Two distinctive voices, each as readily identifiable as an orange comb-over is to Donald Trump, or as the pock-pock-pock of a pickleball is to retired boomers seeking a foursome. The age gap separating the teenage missionary from the octogenarian novelist is an integral detail, I think.
While the English lexicon adds 1,000 or more words each year, there are probably just as many that disappear—many in step with generational turnover. The Greatest Generation used "bee's knees" to describe something surpassingly wonderful. In the 1960s, boomers ditched bees and embraced "bitching" as a superlative. (The Beatles and Rolling Stones were bitchin' bands. Cruising State Street in a Corvette was so bitchin'.)
Not long ago, millennials ran "awesome" into the ground, and Gen Z seems determined to do the same with "perfect." Given this constant lexical flux, it's interesting to take a few measurements now and then to map where we've been and where we're going. What happened to make "awe" into "awful" decades before "awesome" was worn out by millennials?
One metric is the Word of the Year (WOTY) selection. Each year, the dictionary companies choose a WOTY based on usage. According to the Oxford Dictionary, the word is meant to reflect "the ethos, mood or preoccupations of the past 12 months, one that has potential as a term of lasting cultural significance." Its 2022 choice was "goblin mode," slang for "a type of behavior which is unapologetically self-indulgent, lazy, slovenly or greedy, typically in a way that rejects social norms or expectations."
Collins Dictionary picked "permacrisis" as its WOTY. Defined as "an extended period of instability and insecurity, especially one resulting from a series of catastrophic events." The noun is dispiriting. Utah's share of the permacrisis is driven by drought, pollution, growth and the latest crusade du jour of its Republican overlords.

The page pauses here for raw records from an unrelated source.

PR #717, opened 2026-05-31
Fix ECSchemaXML 3.2 XSD validation and add optional XSD 1.1 companion

### LINKED ISSUE #689: ECSchemaXML3.2.xsd has multiple bugs and should be validated in CI
The XSD at ECSchemaXML3.2.xsd has not been maintained since it was created (single commit - the folder rename). It currently fails to validate even BisCore.ecschema.xml. Here's what we found:

## Bugs in the XSD

**1. Typo: `Constand` in UniqueClassName selector (line 24)**
Should be `Constant`. The uniqueness constraint silently ignores Constant items.

**2. UniqueClassName selector is incomplete (lines 22-24)**
Missing `PropertyCategory`, `UnitSystem`, and `Phenomenon` - all valid schema items that should have unique typeNames.

**3. `ECSchemaReference` `name` attribute is effectively optional (line 49)**
Missing `use="required"`. A reference without a name is meaningless.

**4. `ECNavigationProperty` `relationshipName` has no type (line 556)**
Defaults to `xsd:anySimpleType`. Should be `ec:mockName`.

**5. `ec:boolean` type is case-sensitive (lines 720-728)**
Only allows lowercase `true`/`false`, but production schemas use PascalCase (`readOnly="True"`, `polymorphic="True"`). The comment mentions a style sheet conversion that doesn't exist. BisCore alone has 4 validation errors from this.

**6. `ECRelationshipDirectionType` is case-sensitive (line 175)**
Only allows `forward`/`backward`, but BisCore uses `Forward`/`Backward`.

**7. Properties after Source/Target in relationship classes cause validation failure**
The extension model for `ECRelationshipClassType` doesn't allow properties to appear after Source/Target elements, but real schemas do this (e.g. `ElementRefersToElements.MemberPriority`).

**8. `priority` attribute on properties is `xsd:string` (line 502)**
Should be `xsd:integer` - real schemas use negative values like `priority="-22"`.

**9. `PropertyCategory.priority` is `xsd:nonNegativeInteger` (line 278)**
But property-level priority supports negative values. These should be consistent.

## Proposed CI validation step

`xmllint` (libxml2) can validate ECXML 3.2 schemas against this XSD:

```bash
xmllint --noout --schema System/xsd/ECSchemaXML3.2.xsd path/to/schema.ecschema.xml
```

Once the XSD bugs are fixed, we could add a CI step that validates all non-Released `.ecschema.xml` files (or all of them) against the XSD. This would catch structural issues in schemas before they're merged.

A simple script:

```bash
#!/bin/bash
XSD="System/xsd/ECSchemaXML3.2.xsd"
ERRORS=0
for f in $(find Domains -name "*.ecschema.xml" -not -path "*/Released/*"); do
  if ! xmllint --noout --schema "$XSD" "$f" 2>/dev/null; then
    echo "FAIL: $f"
    xmllint --noout --schema "$XSD" "$f" 2>&1 | grep "validity error"
    ERRORS=$((ERRORS + 1))
  fi
done
exit $ERRORS
```

The XSD needs to be fixed first - right now it rejects valid schemas.

rschili:
Fixes: https://github.com/iTwin/bis-schemas/issues/689

## Summary

This fixes the ECSchemaXML 3.2 XSD so it better matches the ECXML that is already stored in this repository and the ECObjects readers/writers that consume it. The main XSD remains XSD 1.0 for broad tool and .NET compatibility. An optional XSD 1.1 companion is added alongside it for validators that support assertions.

## Changes

- Fix the `UniqueClassName` selector:
  - correct `Constand` to `Constant`
  - include `PropertyCategory`, `UnitSystem`, and `Phenomenon`
- Require `ECSchemaReference/@name`.
- Give `ECNavigationProperty/@relationshipName` a required `ec:mockName` type.
- Make boolean, relationship direction, relationship strength, and class modifier validation case-tolerant to match existing schemas and ECObjects parsing.
- Replace anonymous inline relationship/class attribute restrictions with named simple types so generated code has a clearer contract.
- Rework `ECRelationshipClassType` so relationship classes can contain base classes, custom attributes, properties, `Source`, and `Target` in the same content model. This allows properties that appear after `Source`/`Target`, which occurs in real schemas such as BisCore.
- Loosen relationship multiplicity from four enumerated values to the ECXML 3.2 pattern accepted by ECObjects, such as `(0..2)` and `(3..*)`.
- Use numeric priority types for property and property category priorities, while allowing the existing released-schema unsigned representations by using `xsd:long`.
- Allow the legacy `ECEnumeration/@name` alias found in existing Substation schemas, with an annotation saying new schemas should use `typeName`.
- Accept relative errors such as `.0005`.
- Add `ECSchemaXML3.2.xsd11.xsd` as an optional XSD 1.1 companion with assertions for invariants that XSD 1.0 cannot express cleanly:
  - exactly one `Source` and one `Target` on each relationship class
  - one `Class` on `Source`, at least one `Class` on `Target`
  - legacy `ECEnumeration/@name`, when present, must equal `@typeName`

## Validation

Validated the primary XSD 1.0 file with `xmllint`:

```sh
xmllint --noout System/xsd/ECSchemaXML3.2.xsd
xmllint --schema System/xsd/ECSchemaXML3.2.xsd Domains/0-Core/Released/BisCore.01.00.25.ecschema.xml --noout
```

`BisCore.01.00.25.ecschema.xml` now validates successfully. `xmllint` still prints namespace warnings for EC custom attribute namespace strings such as `BisCore.01.00.00`; those are warnings, not XSD validation errors.

I also validated all 443 ECXML 3.2 schema files found in the repository against the updated XSD 1.0 file. 435 validated successfully. The remaining 8 failures appear to be schema-file issues or tolerated legacy mistakes rather than XSD shape issues:

- unexpected `display` attributes
- unexpected `displayName` attribute
- misspelled `descriptoin` attribute
- `persistenceUnit="M(DefaultReal)"`, which is not an EC name/reference form

The XSD 1.1 companion was checked for XML well-formedness with:

```sh
xmllint --noout System/xsd/ECSchemaXML3.2.xsd11.xsd
```

Note: VS Code's XML language service may flag `xsd:override` and `xsd:assert` in the companion file because it validates schema documents using XSD 1.0 rules. The primary XSD 1.0 file is the supported broad-compatibility schema.


naveedkhan8067:
For `xmllint`, are you using the [npm package](https://www.npmjs.com/package/xmllint)?

naveedkhan8067:
Another thing we should do is to validate all future schemas against it so that they comply with it.

rschili:
> For `xmllint`, are you using the [npm package](https://www.npmjs.com/package/xmllint)?

I was using the linux default installed version, I think on windows there is also an xsd tool available. Not sure which one is the best choice, I'm not super familiar in this area to be honest

naveedkhan8067:
> > For `xmllint`, are you using the [npm package](https://www.npmjs.com/package/xmllint)?
> 
> I was using the linux default installed version, I think on windows there is also an xsd tool available. Not sure which one is the best choice, I'm not super familiar in this area to be honest

I wanted to test it locally so that we can also support it in our validations but I need to make sure the output is not different than yours (linux), I'll give it a try to this npm package. Another option that we can try is running on defualt hosted pool for linux and see how that goes.

diegoalexdiaz (approved):

naveedkhan8067 (approved):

Merriam-Webster's decision to showcase "gaslighting" calls attention to our post-truth age. The verb has a long history; however, it has lately come to mean "the act or practice of grossly misleading someone, especially for a personal advantage." Its rise to prominence should surprise no one. After all, we live in a country whose previous commander in chief doubled as "gaslighter in chief," and who did so with impunity.
It is also not surprising that contemporaneous events affect the WOTY selection process. They can cause a spike in traffic on the dictionaries' websites which, in turn, causes a word to become a WOTY contender overnight.

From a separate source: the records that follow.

PR #727, opened 2026-06-09
DPex Correcting Type

Ellord207:
The last release of DrawingProductionExperimental had a mistake in it.  There is a property that is suppose to store a cache of `GeometricModel.geometryGuid`, but it used `string` rather than `BeGuid`, causing the comparison of the values to always be false.


Ellord207:
@diegoalexdiaz After testing with a pre-release, I'm disappointed that the comparison between binaries doesn't seem to be helpful in ECSQL.  To have an accurate comparison of 2 binaries in a query, I have to use the following expression rather that an operator (ex. `=`, `!=`, or `<>`) directly.

`COALESCE(GuidToStr(depends.lastKnownGeometricGuid), '') <> COALESCE(GuidToStr(gm.geometryGuid), '')`

The `COALESCE` is needed since I want a situation where both cached and GeometryGuids are `NULL` to evaluate to a match.

Do you know if this is the correct way to be comparing BeGuids or is there a better way?

khanaffan:
@diegoalexdiaz  @Ellord207 

This issue stems from how `NULL` works in SQL. Unlike the traditional concept of “nil,” `NULL` represents an unknown value. As a result, comparisons like `NULL = NULL` evaluate to `FALSE`, while `NULL IS NULL` evaluates to `TRUE`. This behavior applies regardless of the underlying data type.

Some SQL dialects, including SQLite, provide an extension of the `IS` operator that allows direct comparison between columns while also handling `NULL` semantics:

```sql
col1 IS col2
col1 IS NOT col2
```

This effectively behaves like equality comparison but treats `NULL` values as comparable:

```sql
NULL IS NULL     -- TRUE
NULL IS 'foo'    -- FALSE
'foo' IS 'foo'   -- TRUE
'foo1' IS 'foo2'   -- FALSE
```

In your case, this would simplify the expression to:

```sql
WHERE depends.lastKnownGeometricGuid IS NOT gm.geometryGuid
```

ECSQL doesn’t currently support this syntax, but adding it could make comparisons like this much more straightforward and readable.

Would you be open to supporting this extension in ECSQL?

Ellord207:
@diegoalexdiaz @khanaffan

> In your case, this would simplify the expression to:
> ```sql
>  WHERE depends.lastKnownGeometricGuid IS NOT gm.geometryGuid
> ```
> ECSQL doesn’t currently support this syntax, but adding it could make comparisons like this much more straightforward and readable.
> 
> Would you be open to supporting this extension in ECSQL?

I am definitely open to this improvement. Your proposal resolves the `COALESCE`, but I'm also required to cast them both to string using `GuidToStr` regardless of if they are `NULL` or not.  Even when the properties have reportedly the same Guids, the expression `depends.lastKnownGeometricGuid = gm.geometryGuid` is still evaluate to `false`.  I assume the binary of the guids is different due to the different layers that assigned them.  Native presumably assigns `geometryGuid` and typescript assigns `lastKnownGeometricGuid`.  In the typescript, it's all just `string`.

This is actually the main concern that I have.  Sorry I didn't make this clear in my original comment.

khanaffan:
@diegoalexdiaz @Ellord207

`GeometryGuid` is stored as a `BLOB`, so comparisons should work correctly. SQLite compares blobs using `memcpy()`. I ran a test where `HexToGuid()` converts a GUID string into a blob, while `GeometryGuid` is already stored as a blob. In this setup, the record is matched successfully.

image


However, this approach fails if you compare a BLOB with a string—for example, a binary GUID versus a string GUID. This could happen if `lastKnownGeometricGuid` was previously stored as a string, or if string data was written into a binary column. SQLite will not raise an error in such cases, but comparisons will not behave as expected.

The root of the confusion is that all GUIDs in the geometry model are stored as `BeGuid` (a 16-byte binary value), whereas ECSQL and the Element API return GUIDs as strings. If you read a GUID through the Element API and store it in an instance where the property is not defined as binary with the `BeGuid` extended type, it will be persisted as a string—even if the underlying column is binary.

This PR resolves the issue by explicitly defining the column with the correct extended type:

```xml
typeName="binary" extendedTypeName="BeGuid"
```

You existing data will not work with this change. This PR correctly marking it as major version change.

Ellord207:
@diegoalexdiaz @khanaffan

>You existing data will not work with this change. This PR correctly marking it as major version change.

You're right.  I was under the miss-impression I had consume the changes using the new typing locally for testing.  After double checking from your comment, that is not the case.  Sorry for the mis-understand and thank you for setting it straight.

If you do make `IS` available, then I would appreciate it, but can work with COALESCE for now.

Thank you.

naveedkhan8067 (approved):

Alfonso-Martello (approved):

One example in 2022 was the so-called "Wordle effect," a phenomenon related to The New York Times' online word puzzle of the same name. On a day when "homer" was the game's winning word, more than 64,000 people—most of whom were presumably unfamiliar with baseball—looked it up. The Cambridge Dictionary subsequently named "homer" the WOTY.
Another example is "woman." It was Dictionary.com's pick last year. It called to mind during the confirmation hearing of Supreme Court nominee Ketanji Brown Jackson, when Tennessee Republican Sen. Marsha Blackburn asked her to provide a definition of "woman."

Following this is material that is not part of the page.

PR #627, opened 2025-11-11
Release SewerHydraulicAnalysis v1.0.6

glewis-bentley:
Release SewerHydraulicAnalysis v1.0.6 with the property `FlowPath` added to the TimeOfConcentrationFlowPath element to store the geometry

"I'm not a biologist," parried Jackson. A woman is "an adult female person," says Dictionary.com, but "the word belongs to each and every woman—however they define themselves."
It is clear that self-definition will shape the evolution of "neopronouns" in English. To change pronouns—replacing the familiar "his" and "her" with the likes of "xe" and "fae"—will vex dyed-in-the-wool boomers like me. Three years have passed since "they" was Merriam-Webster's WOTY as a singular pronoun, but I still tend to default to "his" as I was taught in school.
Meanwhile, the argot of COVID-19 continues to dominate the discourse of the English-speaking world, according to the Global Language Monitor. The most-used word in 2022 was "denier."
Two words I looked up more than once—with rising alarm—were "chatbot" and "deadpool." The latter may soon describe a catastrophe at Lake Mead and Lake Powell, while chatbots seem poised to put us scribblers out of work, despite their unremarkable writer's voice.
As a first-time "ussifier," however, my personal WOTY was "saltussy." You can experience it firsthand when Private Eye returns to this space in the near future.